Blindare il capo di gabinetto del Ministro della Giustizia. La priorità della maggioranza, ora, è assicurare a Giusy Bartolozzi, indagata dalla procura di Roma per false informazioni, lo stesso scudo garantito ai ministri Piantedosi e Nordio, e al sottosegretario Mantovano, su cui pende una richiesta di rinvio a giudizio per favoreggiamento, peculato e omissione di atti d'ufficio nel caso del rimpatrio del libico Almasri. Richiesta su cui si dovrà esprimere il Parlamento, dove la maggioranza è compatta, al termine del lavoro della giunta per le autorizzazioni a procedere. Che proprio ieri si è riunita alla Camera e il capogruppo di Fdi, Dario Iaia, appoggiato da Fi, Lega e Noi Moderati ha chiesto un approfondimento tecnico su Bartolozzi. Si vuole capire se si possa estendere anche alla dirigente lo scudo ministeriale, togliendola di fatto dai binari della giustizia ordinaria. Nello specifico, se ci siano i margini per sollevare un conflitto di attribuzione davanti alla Corte Costituzionale.
Il punto è giuridico, ma politicamente esplosivo. Bartolozzi è accusata dalla Procura di Roma di aver mentito, ed è stata per questo iscritta nel registro degli indagati dopo che il Tribunale dei ministri a luglio scorso aveva trasmesso gli atti a Piazzale Clodio, bollando la sua testimonianza come "inattendibile" e "mendace".
La strada imboccata dal centrodestra è verificare se sia possibile "connettere" il reato contestato a Bartolozzi con quelli contestati al ministro Nordio (favoreggiamento e rifiuto di atti d'ufficio). Perché se passasse questa lettura, il tribunale dei ministri avrebbe dovuto trasmettere gli atti per l'autorizzazione a procedere del Parlamento anche su Bartolozzi, cosa che invece non ha fatto.
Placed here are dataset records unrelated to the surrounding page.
PR #1301, opened 2019-11-28
Ride language support

birkenfeld:
Ported from https://bitbucket.org/birkenfeld/pygments-main/pull-requests/819

PR #1319, opened 2019-11-30
Support Ride language (Waves blockchain smart-contracts)

potan:


birkenfeld:
Thanks for the PR! Does this supersede #1301?

potan:
> Thanks for the PR! Does this supersede #1301?

Yes, it does.

birkenfeld:
Ah, and I also added https://github.com/wavesplatform/ride-examples/blob/master/auction/ride/auction.ride as an example file for the test suite.  Had to fix allowing `!` as an operator...

PR #1105, opened 2026-08-22
feat: provider-neutral pre-execution tool policy hook (#1095)

### LINKED ISSUE #1095: feat: add a provider-neutral pre-execution tool policy hook
## Motivation

Langroid has a central tool-dispatch path in `Agent`: parsed `ToolMessage` types are mapped to handlers and wrapped before the handler is invoked. That is a useful framework boundary for authorization, approvals, DLP, command policy, and other security controls, but there is not currently a documented provider-neutral callback immediately before the selected tool handler executes.

I would like to contribute the smallest generic interception point rather than a product-specific dependency in core.

## Proposed shape

Add a sync/async pre-tool callback at the common handler-dispatch boundary, naming/API up to maintainers. It should receive the final tool identity / `ToolMessage` plus bounded agent/context metadata and be able to return a framework-native rejection without calling the underlying handler.

For a first slice, I would keep semantics narrow:

- no callback configured -> current behavior unchanged;
- allow/proceed -> invoke the selected handler exactly once;
- reject -> invoke the selected handler zero times;
- callback failure semantics are explicit rather than silently bypassing a configured policy boundary;
- no argument transformation unless maintainers want that in the contract.

## Acceptance contract

A focused implementation should prove:

1. sync and async handlers preserve existing behavior when no policy hook is configured;
2. allow executes the real handler exactly once;
3. deny executes the real handler zero times;
4. the hook sees the final parsed tool identity and structured payload before execution;
5. failures do not leak raw tool arguments in framework diagnostics;
6. existing `ToolMessage.handle` / agent handler dispatch remains backward compatible.

## Concrete consumer

I reached this seam while evaluating a local HOL Guard adapter for Langroid. HOL Guard would remain optional and externally maintained; it is only one consumer of the generic hook. The same primitive would support application authorization, approval services, DLP, and other policy engines.

If this direction fits Langroid's architecture, I can contribute the small generic hook + contract tests first and keep the HOL Guard adapter outside core unless you prefer an example/docs placement.

pchalasani:
Closes #1095.

Adds the smallest generic interception point at the central tool-dispatch boundary, so external policy engines (authorization, approvals, DLP, command policy) can allow or deny tool executions. No product-specific code in core.

## API

`AgentConfig.tool_policy: Optional[Callable[..., Any]] = None` (matches the existing callable-config idiom — `api_key_provider`, `streamer`). Called as `tool_policy(tool, agent)`, or with a `chat_doc=` kwarg when the callable declares it (mirrors the tool-handler convention). Sync or async callables both accepted.

Decision protocol: `True`/`None` = allow; `False` = reject (generic reason); `str` = reject with that reason; any other type = reject (fail-closed).

## Semantics

- No hook configured → behavior unchanged (negligible overhead: one None-check per dispatch).
- Allow → the selected handler runs exactly once.
- Reject → handler runs zero times; a framework-native rejection flows back to the LLM like other tool-handling errors.
- **Fail-closed:** a hook exception, or a tool payload that cannot be copied for evaluation, blocks the tool. The LLM-visible message names only the tool and exception class — never the tool arguments (those go to the operator log).
- The hook receives deep copies of the tool and chat_doc, so it cannot mutate what the handler executes.
- Enforcement lives ABOVE `handle_tool_message(_async)` (restored to their pristine bodies), in wrappers at every framework call site, so it composes with subclass overrides. Async policies are awaited on the caller's loop.
- The policy is shared by reference across `clone()` / `Task` / batch copies (a stateful budget policy stays one budget), via a memo-seeded deepcopy that never mutates the live config.
- The strict-recovery `AnyTool` parsing shim is structurally exempt (class-level marker, immune to LLM-injected instance fields); the recovered real tool is policy-checked exactly once, with the dispatching `chat_doc` threaded through.

## Verification

45 tests in `tests/main/test_tool_policy_hook.py` covering all six acceptance-contract points (sync + async), backward-compat across existing tool/task suites, and composition with the `_filter_user_origin_tools` security filter (vetoed tools never reach the policy). `make check` clean; docs note `docs/notes/tool-policy-hook.md`; runnable `examples/basic/tool-policy-hook.py`; `llms*.txt` regenerated.

## Follow-up (out of scope here)

A cold review noted that core dispatch resolves a tool's `_handler` from an instance attribute (`getattr(tool, "_handler", ...)`), which — given `ToolMessage`'s `extra="allow"` — an LLM could in principle inject. This is **pre-existing behavior in `main`'s `handle_tool_message`**, unrelated to this hook (the policy would in fact gate such a call), and the same instance-vs-class trust question as the `_tainted`/`_tool_policy_exempt` markers. It warrants its own hardening issue against core dispatch rather than riding this PR.

### DIFF
--- a/docs/notes/tool-policy-hook.md
+++ b/docs/notes/tool-policy-hook.md
@@ -1,0 +1,150 @@
+# Pre-execution Tool Policy Hook
+
+When Langroid agents are embedded in larger systems, operators often need a
+central place to decide whether a tool call the LLM just made should actually
+run: authorization checks, human-approval gates, DLP scanning, command
+policies, budget limits, and so on. The `AgentConfig.tool_policy` hook
+provides the smallest possible interception point for this: a single optional
+callback, consulted immediately before the selected tool handler executes.
+No policy engine, rules, or registries live in Langroid itself — you plug in
+whatever external engine you like.
+
+## API
+
+```python
+import langroid as lr
+
+class RunCommandTool(lr.ToolMessage):
+    request: str = "run_command"
+    purpose: str = "To run a shell <command>"
+    command: str
+
+def my_policy(tool: lr.ToolMessage, agent: lr.Agent) -> bool | str | None:
+    if isinstance(tool, RunCommandTool) and "rm" in tool.command:
+        return "destructive commands are not allowed"
+    return True  # allow
+
+config = lr.ChatAgentConfig(
+    # ... other params ...
+    tool_policy=my_policy,
+)
+```
+
+The callback is invoked as `tool_policy(tool, agent)` — or as
+`tool_policy(tool, agent, chat_doc=...)` if the callable's signature has a
+`chat_doc` parameter (mirroring the convention for tool handlers). It
+receives:
+
+- `tool`: the final parsed `ToolMessage` instance about to be handled — its
+  `request` field is the tool name, and its other fields are the fully
+  validated arguments
+- `agent`: the agent that is about to run the handler
+- `chat_doc` (optional): the `ChatDocument` containing the tool call, when
+  available
+
+The return value decides what happens:
+
+- `True` or `None` — allow: the selected handler runs exactly once, as usual
+- `False` — reject: the handler is NOT run; the LLM receives a rejection
+  message naming the tool
+- a `str` — reject, with that string included as the reason in the
+  LLM-visible rejection message
+
+The hook cannot modify the tool: argument transformation is deliberately out
+of scope, and the hook receives deep copies of both the `ToolMessage` and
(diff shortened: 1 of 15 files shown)


pchalasani:
Closing this in favor of the approach recommended in #1095: wrapping the innermost dispatch chokepoint (`Agent.handle_tool_message` / `handle_tool_message_async`) externally, rather than a built-in config hook. A core hook has to compose with every tool-dispatch path (sync/async, subclass overrides, AnyTool strict-recovery, handler-returned-tool recursion, clone/Task/batch, and parallel OpenAI tool-call accounting) or it silently leaves a gap — a poor property for a security control. Wrapping the innermost method covers all paths at once with no changes to Langroid. See the detailed writeup in #1095.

Ecco perché l'idea è di chiedere alla presidenza di Montecitorio di sollevare un conflitto di attribuzioni nei confronti dell'autorità giudiziaria. Di certo sarebbe stato più facile mettere in sicurezza il braccio destro di Nordio se le fossero stati contestati reati "in concorso" con il ministro. Invece la Procura di Roma ha indagato Bartolozzi per false informazioni, di fatto sganciandola dall'azione dei ministri e dunque anche dalla possibile commissione del reato nell'interesse della sicurezza nazionale. Ora l'obiettivo è impedire che le toghe al termine delle indagini possano chiedere il rinvio a giudizio e portare alla sbarra una pedina pesante dello staff di governo. Non è un mistero che a Palazzo Chigi si veda nell'inchiesta a carico della dirigente uno sgambetto all'esecutivo, in una fase politicamente delicata, con all'orizzonte la riforma della giustizia.
Ma lo scontro politico si infiamma: "La legge (che estenderebbe lo scudo, ndr) parla solo di concorso e non di connessione" nei reati, precisa il presidente della giunta Devis Dori. Il M5s attacca e parla di "ennesima forzatura delle norme per tornaconto personale". Per Mariastella Gelmini, Noi Moderati, "Bartolozzi non è membro del governo ma è chiaro che la sua posizione è del tutto sistemica con quella dei membri dell'esecutivo. Pertanto, penso che per lei si debba valutare e chiedere l'autorizzazione alla Giunta per le autorizzazioni". E poi "non ci si dimette per un avviso di garanzia".